• [The task]: Exactly the lines from the opening of the data through the line containing "### Proposed Solution" should be reproduced, please, with nothing added.

Start of Material provided

PR #8624, opened 2026-07-14
feat(config): restrict TLS protocol versions and cipher suites (#4017)

### LINKED ISSUE #4017: Restrict cipher suites and TLS protocol versions

When running Apicurio in my enterprise environment, it needs to pass a pentest. They will check that no SSL/TLS versions are used which are considered insecure, so anything below TLSv1.2 is out.

### Proposed Solution

I would like to have the option to configure Apicurio so that only TLSv1.2 and TLSv1.3 are offered to clients connecting to either API or GUI.
Additionally, I would like to restrict the available cipher suites, analagously to the Kafka setting `ssl.cipher.suites`.

I didn't find anything in the docs, so I assume that this is not possible today, but I would be happy to be proven wrong :-)

Harsh16gupta:
## Description
Resolves #4017. This PR adds two new settings to let administrators configure TLS protocols and cipher suites for secure connections:
* `apicurio.http.ssl.protocols`
* `apicurio.http.ssl.cipher-suites`

These settings are mapped to the underlying Quarkus server settings using a new configuration interceptor. The interceptor ensures that Quarkus's default settings are successfully overridden when these properties are set, while keeping custom configurations intact.

These new options are also registered so they are automatically generated in the configuration reference documentation.

## Verification
* **Unit Tests**: Added `HttpSslConfigInterceptorTest` covering all scenarios (all 8 tests passed).
* **Manual Test**: Verified that running the server with `apicurio.http.ssl.protocols=TLSv1.3` successfully rejects TLS v1.2 connections (returning `Alert 70: protocol version`) while allowing TLS v1.3 connections.

Verification Screenshots:
1. **Successful connection using TLS v1.3**:
Screenshot From 2026-07-14 20-00-18

2. **Rejected connection when trying to use TLS v1.2**:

End of Material provided

• [Your response]:
PR #8624, opened 2026-07-14
feat(config): restrict TLS protocol versions and cipher suites (#4017)

### LINKED ISSUE #4017: Restrict cipher suites and TLS protocol versions

When running Apicurio in my enterprise environment, it needs to pass a pentest. They will check that no SSL/TLS versions are used which are considered insecure, so anything below TLSv1.2 is out.

### Proposed Solution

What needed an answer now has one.